#### YOUR INSTRUCTIONS:
Each line of the data below from the one holding "Rework code" to the one holding "EVERY POST CREATION", inclusive, is to be reproduced exactly; no other line belongs in the answer.

#### SUPPLIED DATA:
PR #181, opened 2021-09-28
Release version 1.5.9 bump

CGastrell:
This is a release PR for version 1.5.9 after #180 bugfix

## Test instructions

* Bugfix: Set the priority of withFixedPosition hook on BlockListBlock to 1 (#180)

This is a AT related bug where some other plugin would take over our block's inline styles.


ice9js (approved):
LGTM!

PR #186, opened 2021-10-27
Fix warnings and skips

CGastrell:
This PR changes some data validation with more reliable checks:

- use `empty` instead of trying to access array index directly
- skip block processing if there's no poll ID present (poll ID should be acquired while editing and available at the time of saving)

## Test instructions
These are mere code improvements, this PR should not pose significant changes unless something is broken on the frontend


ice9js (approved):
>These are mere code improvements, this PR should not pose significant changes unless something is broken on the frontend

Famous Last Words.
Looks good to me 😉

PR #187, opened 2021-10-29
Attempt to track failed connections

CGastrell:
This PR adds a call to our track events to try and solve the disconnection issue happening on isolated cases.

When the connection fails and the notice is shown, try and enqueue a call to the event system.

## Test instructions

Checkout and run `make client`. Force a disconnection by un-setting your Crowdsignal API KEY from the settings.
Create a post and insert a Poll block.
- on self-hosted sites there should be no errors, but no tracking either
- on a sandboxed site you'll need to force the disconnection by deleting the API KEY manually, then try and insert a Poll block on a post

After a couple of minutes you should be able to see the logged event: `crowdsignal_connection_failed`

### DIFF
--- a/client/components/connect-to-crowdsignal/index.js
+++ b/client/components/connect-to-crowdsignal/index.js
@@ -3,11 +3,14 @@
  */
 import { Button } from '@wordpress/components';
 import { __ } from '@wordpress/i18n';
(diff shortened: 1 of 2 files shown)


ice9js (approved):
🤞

...

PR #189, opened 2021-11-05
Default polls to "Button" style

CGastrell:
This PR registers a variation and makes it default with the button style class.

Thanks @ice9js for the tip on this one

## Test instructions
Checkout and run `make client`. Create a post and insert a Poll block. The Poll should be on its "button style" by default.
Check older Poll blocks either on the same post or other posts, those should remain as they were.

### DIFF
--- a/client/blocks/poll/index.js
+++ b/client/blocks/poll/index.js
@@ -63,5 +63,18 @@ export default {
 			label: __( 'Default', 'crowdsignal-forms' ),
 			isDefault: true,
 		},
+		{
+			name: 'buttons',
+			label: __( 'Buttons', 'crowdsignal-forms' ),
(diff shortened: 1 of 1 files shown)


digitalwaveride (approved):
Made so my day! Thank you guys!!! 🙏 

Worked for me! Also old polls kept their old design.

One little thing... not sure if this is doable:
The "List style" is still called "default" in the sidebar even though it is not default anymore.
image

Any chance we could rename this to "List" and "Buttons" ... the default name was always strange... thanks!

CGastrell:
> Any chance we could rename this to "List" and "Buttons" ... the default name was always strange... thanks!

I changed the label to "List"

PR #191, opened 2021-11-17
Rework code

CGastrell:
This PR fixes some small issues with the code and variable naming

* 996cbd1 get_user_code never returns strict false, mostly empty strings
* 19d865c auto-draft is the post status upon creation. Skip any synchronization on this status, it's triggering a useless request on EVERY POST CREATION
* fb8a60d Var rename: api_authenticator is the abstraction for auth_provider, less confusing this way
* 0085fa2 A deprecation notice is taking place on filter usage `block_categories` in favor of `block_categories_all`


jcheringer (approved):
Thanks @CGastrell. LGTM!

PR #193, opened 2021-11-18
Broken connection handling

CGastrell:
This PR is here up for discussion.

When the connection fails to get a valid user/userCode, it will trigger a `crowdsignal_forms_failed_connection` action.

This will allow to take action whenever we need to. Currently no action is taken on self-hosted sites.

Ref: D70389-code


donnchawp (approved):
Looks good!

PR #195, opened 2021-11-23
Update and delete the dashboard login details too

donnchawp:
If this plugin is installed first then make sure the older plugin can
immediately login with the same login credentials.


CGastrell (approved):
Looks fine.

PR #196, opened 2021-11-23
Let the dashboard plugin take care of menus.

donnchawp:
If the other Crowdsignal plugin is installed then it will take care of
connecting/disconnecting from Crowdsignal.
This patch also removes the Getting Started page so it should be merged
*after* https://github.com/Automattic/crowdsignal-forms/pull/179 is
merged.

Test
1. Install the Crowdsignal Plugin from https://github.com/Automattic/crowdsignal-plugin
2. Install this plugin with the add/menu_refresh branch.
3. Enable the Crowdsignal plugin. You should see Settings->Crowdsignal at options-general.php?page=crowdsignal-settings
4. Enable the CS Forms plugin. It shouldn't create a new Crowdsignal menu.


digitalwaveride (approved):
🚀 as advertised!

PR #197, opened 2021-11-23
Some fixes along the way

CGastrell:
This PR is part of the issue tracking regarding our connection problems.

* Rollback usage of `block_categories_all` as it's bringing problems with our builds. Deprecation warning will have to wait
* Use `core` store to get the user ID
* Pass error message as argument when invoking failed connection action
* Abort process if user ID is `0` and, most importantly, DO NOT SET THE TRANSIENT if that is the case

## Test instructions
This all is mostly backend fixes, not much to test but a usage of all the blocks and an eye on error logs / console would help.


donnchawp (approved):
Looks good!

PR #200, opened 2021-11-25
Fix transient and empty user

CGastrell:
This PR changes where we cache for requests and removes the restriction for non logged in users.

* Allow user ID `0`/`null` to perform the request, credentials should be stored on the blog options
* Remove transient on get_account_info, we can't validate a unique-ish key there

#### RESULT OF THE TASK:
Rework code

CGastrell:
This PR fixes some small issues with the code and variable naming

* 996cbd1 get_user_code never returns strict false, mostly empty strings
* 19d865c auto-draft is the post status upon creation. Skip any synchronization on this status, it's triggering a useless request on EVERY POST CREATION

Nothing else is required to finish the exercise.